Publication: 17/09/2012 15:30

Oui, une nouvelle danse. Pas très compliquée d'ailleurs. Un pas en avant, un pas en arrière, un pas à droite, un pas à gauche et on recommence, ainsi de suite. On pourrait aussi appeler cette danse la danse des mêlés. . . Parce que les Québécois le sont. Entre deux grands idéaux. La sociale démocratie d'un côté, l'individualisme et la loi du marché de l'autre. Les événements du printemps dernier ne sont d'ailleurs pas sans avoir laissé certaines traces et exacerbé les différences de point de vue.

Deux indices nous portent à penser que cette danse existe bien. Du côté de l'individualisme et de la loi du marché, mentionnons que le principe de l'utilisateur/payeur monte en popularité. Je veux un service, j'en ai les moyens, alors je paie. Je ne veux pas ce service ou je n'en ai pas besoin, je ne le paie pas. Eh bien ce principe prend du galon et près de la moitié des Québécois (43%) s'y montrent favorables alors que 26% y sont défavorables. Différentiel positif de +17% en faveur du principe de l'utilisateur/payeur.
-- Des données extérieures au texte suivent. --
PR #1477, opened 2023-01-16
use the general library whereami for getting the path of the excutable on all platforms.

GillesDuvert:
Blind test.

### DIFF
--- a/src/CMakeLists.txt
+++ b/src/CMakeLists.txt
@@ -196,10 +196,12 @@ ${WX_RC}
 endif(HAVE_LIBWXWIDGETS AND WIN32)
 #local plplot drivers
 add_subdirectory(plplotdriver)
+#whereami
+add_subdirectory(whereami)
 
 add_subdirectory(antlr)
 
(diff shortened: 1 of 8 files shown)


alaingdl:
Thanks ! Tested (yes 32 cores ;) just now with **success** on 3 configurations : debian 10 + script, debian 10 + cmake + cmake_install_path  and OSX + script

Sorry but my VM with a BSD system is down now (TBC tomorrow ?) Better to have feedback from @thierry-FreeBSD and others ! Thanks !

slayoo:
@GillesDuvert, let's perhaps use a git submodule (https://git-scm.com/book/en/v2/Git-Tools-Submodules) for bringing in the `whereami` files into `gdl`. This will make updates easier as it will be clear which revision of which repo we point to. From the point of view of compilation, nothing changes. It's just that when cloning gdl repo, one will need to do `git clone --recurse-submodules` instead of `git clone`. Thanks

GillesDuvert:
Yes I knew about submodules and tried it but did wrong, hence the first failure in compilation in this PR, because the whereami folder did not propagate into github correclty.
Unfortunately I only use NetBeans for all the git stuff. Apparently it does not understand submodules, hence my problem.
I'm very marginally interested in a solution that would force me to use a git line command externally to NetBeans each time I make a git push/pull etc...

slayoo:
@GillesDuvert, this should help to include the submodules while checking out for CI: https://github.com/gnudatalanguage/gdl/pull/1482

PR #1482, opened 2023-01-17
fine-tune checkout action (submodules, fetch-depth)

slayoo:


GillesDuvert:
...But does not actually make the whereami folder a submodule i.e. a pointer to https://github.com/gpakosz/whereami

slayoo:
> ...But does not actually make the whereami folder a submodule i.e. a pointer to https://github.com/gpakosz/whereami

Here's a PR: https://github.com/gnudatalanguage/gdl/pull/1484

Du côté de la social-démocratie, un autre indice, opposé celui-là, se pointe le bout du nez. Celui d'attribuer à chaque citoyen, en fonction de ses revenus et de sa situation financière, une note de 1 à 5 (1 signifiant très faibles revenus et 5 très élevés) qui déterminerait pour chacun le coût des différents services gouvernementaux, plus la note étant faible, plus le coût étant bas et vice versa. Eh bien, 39% se disent d'accord avec un tel principe alors que 25% y sont défavorables. Différentiel positif de +14% en faveur de l'octroi d'une note.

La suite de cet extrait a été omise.